Несмотря на критическое состояние больного, операцию сделали только 27 мая. Проводил её доктор Анри Никола. Ногу ампутировали очень высоко, почти на уровне паха. Выбрав такое решение, хирурги пошли на риск, по-видимому, оправданный, поскольку рана после операции довольно быстро затягивалась. В последующие дни казалось, что к Артюру понемногу возвращаются силы. Обнадёженная этим, мать решила вернуться в Арденны, так как, по её словам, на ферме в Роше без неё обойтись не могли.
Когда состояние Рембо несколько улучшилось, у него появилась надежда. Он написал Маконнену и Тиану, сообщив им, что пошёл на поправку и намерен вернуться в Харар как только выздоровеет. Тиан в ответном письме поспешил отговорить его от такого намерения: в июне кофе и шкуры на местном рынке сильно поднялись в цене, что не сулило никакой прибыли от экспорта их в Европу, да и политическая обстановка в Абиссинии оставалась крайне неблагоприятной для ведения дел. Если у Рембо есть свободный капитал, то целесообразнее инвестировать его во Франции. И почему бы не доверить это дело членам семьи?
Рембо кое-что сказал об этом сестре, с которой, будучи прикованным к больничной койке, переписывался всё чаще и которой поверял свои мысли. Он с нетерпением ждал от Изабель каждого письма. Притом что даже не мог себе представить, как она сейчас выглядит. Ведь он видел ее последний раз десять лет назад, ещё юной, робкой и застенчивой девушкой, совсем не похожей на теперешнюю тридцатилетнюю и всё ещё незамужнюю особу с малопривлекательным лицом. Впрочем, то, как она выглядит, для него не имело никакого значения! Ему было так необходимо поддерживать общение с кем-нибудь, не имея при этом ни задней мысли, ни расчёта, и читать обращённые к нему слова утешения!
В конце июня Изабель имела неосторожность сообщить ему, что жандармерия завела на него дело в связи с тем, что он так и не исполнил свою воинскую повинность, и его теперь разыскивают как не подчинившегося закону.

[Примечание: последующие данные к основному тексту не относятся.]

PR #1596, opened 2018-01-02
Quick fix for failing cron tests due to new year. More thorough inves…

inramana:
…tigation needed for better fix.

### DIFF
--- a/azkaban-common/src/test/java/azkaban/utils/UtilsTest.java
+++ b/azkaban-common/src/test/java/azkaban/utils/UtilsTest.java
@@ -60,12 +60,12 @@ public class UtilsTest {
 
     final DateTimeZone timezone = DateTimeZone.getDefault();
     Assert.assertTrue(Utils.isCronExpressionValid("0 0 3 ? * *", timezone));
-    Assert.assertTrue(Utils.isCronExpressionValid("0 0 3 ? * * 2017", timezone));
+    Assert.assertTrue(Utils.isCronExpressionValid("0 0 3 ? * * 2018", timezone));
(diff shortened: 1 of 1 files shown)


azkaban-common/src/test/java/azkaban/utils/UtilsTest.java
```diff
@@ -60,12 +60,12 @@ public void testValidCronExpressionV() {
 
     final DateTimeZone timezone = DateTimeZone.getDefault();
     Assert.assertTrue(Utils.isCronExpressionValid("0 0 3 ? * *", timezone));
-    Assert.assertTrue(Utils.isCronExpressionValid("0 0 3 ? * * 2017", timezone));
+    Assert.assertTrue(Utils.isCronExpressionValid("0 0 3 ? * * 2018", timezone));
```
chengren311: can we use something like getCurrentYear instead of hard coded year?

HappyRay: I think it depends on the intention of this test.

The more likely culprit I think is the use of new Date() in 

https://github.com/HappyRay/azkaban/blob/b13ecc2854c0f28ba731fffb1586679329ed47ac/az-core/src/main/java/azkaban/utils/Utils.java#L617
cronExecutionTime.getNextValidTimeAfter(new Date()) == null)

This call doesn't allow the time to be controlled in the tests.

kunkun-tang: We have to fix it again at the same time next year. Should we use a high number replacement? like "0 0 3 ? * * 2022".

Issue #1597, opened 2018-01-03
Issue with deleting job property from UI


jamiesjc:
When I try to delete job property from web UI, the deleted property still shows up on the job properties page. The job override property is successfully updated in DB but It's not getting reflected correctly on UI page and this could be misleading.

PR #1598, opened 2018-01-03
Fix deleting job properties issue on web UI.

jamiesjc:
This is to fix issue: https://github.com/azkaban/azkaban/issues/1597

On job properties page, the properties are a combination of original job properties and jobOverride properties. This does not work when we delete the property from original ones. In project_properties DB table, the jobOverride properties (.jor) contains all the job properties instead of just the delta of changed properties.
It makes more sense to display the jobOverride properties if there is any. Otherwise, we just display the original job properties.


jamiesjc:
Thanks for the comment. I tested the change on localhost by manually deleting the properties from web UI.

HappyRay:
@kunkun-tang Thanks for the review and helping us improve the quality of our changes which include change descriptions.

Эта новость Рембо ошеломила. Разве в 1874 году он не получил освобождение от военной службы? Его стал преследовать призрак тюремного заключения. Он испугался, что за ним придут в больницу, что военные власти не разберутся с его случаем и не признают его освобождение действительным. Он знал, что его инвалидность для военного ведомства ничего не значит, что им плевать на то, здоров человек или он калека. Да будь он хоть на пороге смерти — им всё равно. Что за невезение! Какая несправедливость! Какая тоска!

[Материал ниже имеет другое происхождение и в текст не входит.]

PR #1600, opened 2018-01-09
adding job logger to credential instance

kunkun-tang:
In order to allow users to debug credential issues easily, this PR proposes adding job logger into the credential instance, so that related log messages will be shown in Azkaban web UI. 

Notice that this PR is backward compatible. In the credential client code side, we have both 2-parameter and 3-parameter constructor. If we need to roll back this commit, it will not fail.

Tested in staging cluster.

### DIFF
--- a/azkaban-hadoop-security-plugin/src/main/java/azkaban/security/HadoopSecurityManager_H_2_0.java
+++ b/azkaban-hadoop-security-plugin/src/main/java/azkaban/security/HadoopSecurityManager_H_2_0.java
@@ -346,17 +346,14 @@ public class HadoopSecurityManager_H_2_0 extends HadoopSecurityManager {
         logger.info("custom credential class name: " + credentialClassName);
         final Class credentialClass = Class.forName(credentialClassName);
 
-        final Constructor[] constructors = credentialClass.getConstructors();
-        for (final Constructor constructor : constructors) {
-          if (constructor.getParameterCount() == 3) {
-            final CredentialProvider customCredential = (CredentialProvider) constructors[1]
-                .newInstance(hadoopCred, props, jobLogger);
-            customCredential.register(userToProxy);
-            return;
-          }
-        }
-        logger.error("cannot find the appropriate credential constructor.");
-        throw new Exception("launching credential instance failed.");
+        // The credential class must have a constructor accepting 3 parameters, Credentials,
+        // Props, and Logger in order.
+        Constructor constructor = credentialClass.getConstructor (new Class[]
+            {Credentials.class, Props.class, Logger.class});
+        final CredentialProvider customCredential = (CredentialProvider) constructor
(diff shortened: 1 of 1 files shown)


azkaban-hadoop-security-plugin/src/main/java/azkaban/security/HadoopSecurityManager_H_2_0.java
```diff
@@ -338,18 +338,25 @@ public boolean shouldProxy() {
...
-        final Constructor[] constructors = metricsClass.getConstructors();
-        final CredentialProvider customCredential = (CredentialProvider) constructors[0]
-            .newInstance(hadoopCred, props);
-        customCredential.register(userToProxy);
+        final Class credentialClass = Class.forName(credentialClassName);
+
+        final Constructor[] constructors = credentialClass.getConstructors();
+        for (final Constructor constructor : constructors) {
+          if (constructor.getParameterCount() == 3) {
+            final CredentialProvider customCredential = (CredentialProvider) constructors[1]
```
jamiesjc: Should it be (CredentialProvider) constructor instead of (CredentialProvider) constructors[1]? Otherwise there is no point in comparing the constructors in the loop.

azkaban-hadoop-security-plugin/src/main/java/azkaban/security/HadoopSecurityManager_H_2_0.java
```diff
@@ -338,18 +338,25 @@ public boolean shouldProxy() {
...
-
-        final Constructor[] constructors = metricsClass.getConstructors();
-        final CredentialProvider customCredential = (CredentialProvider) constructors[0]
-            .newInstance(hadoopCred, props);
-        customCredential.register(userToProxy);
+        final Class credentialClass = Class.forName(credentialClassName);
+
+        final Constructor[] constructors = credentialClass.getConstructors();
+        for (final Constructor constructor : constructors) {
+          if (constructor.getParameterCount() == 3) {
```
jamiesjc: Is it possible to check the parameter class type and make sure it includes the Logger as well?

azkaban-hadoop-security-plugin/src/main/java/azkaban/security/HadoopSecurityManager_H_2_0.java
kunkun-tang: Good catch! I removed the for loop and only look for the constructor accepting three parameters.

azkaban-hadoop-security-plugin/src/main/java/azkaban/security/HadoopSecurityManager_H_2_0.java
kunkun-tang: Yes, it is feasible. See my second commit.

Никогда в жизни ему не было так тоскливо.
То была настоящая смертная тоска.
Отныне он обречён со своей одной ногой ковылять на костылях.
Одноногий!
Какое беспросветное, жалкое существование теперь его ожидает!
Разве для этого он появился на свет? Разве для этого живёт? Какой толк от калеки? К середине июля после многочисленных неудачных попыток он смог подняться и пройти какое-то расстояние, опираясь на костыли. Он попробовал также передвигаться с протезом.

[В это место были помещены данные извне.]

PR #1839, opened 2018-07-09
Add a script to create a new release tag

HappyRay:
This change will pave the way for adding more python based tools.

Future work:
* Run the python tests automatically as other unit tests.
* Separate test code and production code into separate directories.


kunkun-tang:
Don't fully understand
> Separate test code and production code into separate directories.

What's that for?

HappyRay:
As an example, the current Java test code is in a separate directory. Similar patterns should help with python too.

PR #1840, opened 2018-07-09
Add a test to run a v2 flow file with the new DAG engine

HappyRay:
This is a step towards building an integration test for the new DAG engine.

The jobs runs are skipped in this test.

Refactored the DagBuilder API to make it easier to use.
Instead of using a DagBuilder class to link nodes, use the name of the
nodes directly.

This facility can also be used in the future to build the tools to run
flows locally for testing purposes.


azkaban-exec-server/src/main/java/azkaban/dag/DagBuilder.java
```diff
@@ -35,39 +35,83 @@
...
+  /**
+   * A builder for building a DAG.
+   *
+   * @param name name of the DAG
+   * @param dagProcessor the associated DagProcessor
+   */
   public DagBuilder(final String name, final DagProcessor dagProcessor) {
     requireNonNull(name, "The name of the DagBuilder can't be null");
-    this.name = name;
     requireNonNull(name, "The dagProcessor of the DagBuilder can't be null");
```
jamiesjc: Should this be `requireNonNull(dagProcessor, ` ?

HappyRay: Fixed. Thanks

azkaban-exec-server/src/main/java/azkaban/dag/DagBuilder.java
```diff
@@ -98,16 +141,16 @@ private void checkCircularDependencies() {
     class CircularDependencyChecker {
```
jamiesjc: The dependency check has already been done when loading the flow files: azkaban.project.DirectoryYamlFlowLoader#buildFlowEdges
Is there any particular reason why this needs to be implemented again in building the DAG?

jamiesjc:
The test cases look good, but I don't see it's using Flow 2.0 yaml files? How would it be integrated with flow 2.0?

azkaban-exec-server/src/main/java/azkaban/dag/DagBuilder.java
HappyRay: The DAG component is designed with minimal assumptions including the validations done to its inputs prior to passing these inputs to the DAG engine.

This allows this component to be used in more scenarios. e.g. the test included in this PR doesn't have a need to convert the v2 flow into Flow object which is where the azkaban.project.DirectoryYamlFlowLoader#buildFlowEdges is called. 

In the future, we can consider getting rid of one of the validations in the AZ loading scenario.  For the time being, the cost of double validation seems small.

azkaban-exec-server/src/test/java/azkaban/execapp/FlowRunner2Test.java
```diff
@@ -0,0 +1,161 @@
...
+    private final NodeBean flowNode;
+    private final DagBuilder dagBuilder;
+
+    DagCreator(final NodeBean flowNode) {
+      final String flowName = flowNode.getName();
+      this.flowNode = flowNode;
+      this.dagBuilder = new DagBuilder(flowName, new SimpleDagProcessor());
+    }
+
+    Dag create() {
```
jamiesjc: It seems to me that logic of creating Dag is similar to what has been done in DirectoryYamlFlowLoader. Would it be easier to just reuse the existing part? Do you plan to eventually integrate them together or keep them as separate paths?

HappyRay: I haven't looked at the DirectoryYamlFlowLoader code in detail.

Eventually, yes, we will need to handle running both v1 and v2 flows. Will look into reducing logic duplication then.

«Нога у меня отрезана очень высоко, и мне трудно сохранять равновесие. Я успокоюсь, только когда смогу ступать на протез, но ампутация вызвала невралгические боли в оставшейся части ноги, и до тех пор, пока они не прекратятся, ходить с протезом невозможно. У некоторых это продолжается 4, 6, 8, 12 месяцев! Мне сказали, что меньше чем за два месяца такие боли не проходят. Если у меня это продлится всего два месяца, я буду счастлив. Я проведу всё это время в больнице, а потом смогу выйти из неё на двух ногах. В ходьбе на костылях я не вижу смысла. Ни подняться, ни опуститься — страшное дело. И при этом рискуешь упасть и покалечить себе что-нибудь ещё. Я было подумал приехать к вам на несколько месяцев, пока не смогу ходить на протезе, но теперь вижу, что это невозможно.
Ну да ладно, я принимаю свою участь. Я умру так, как будет угодно судьбе»{141}.
Что касается врачей, которые им занимались, то они были довольны, полагая, что самое страшное для Рембо миновало и у них нет никаких оснований держать его дальше в больнице. Он же ничего иного и не желал. Ему опостылело лежание в этой мертвецкой, где он в течение двух месяцев каждый день рисковал «подцепить оспу, тиф или какую-нибудь ещё заразу из тех, что там поселились»{142}.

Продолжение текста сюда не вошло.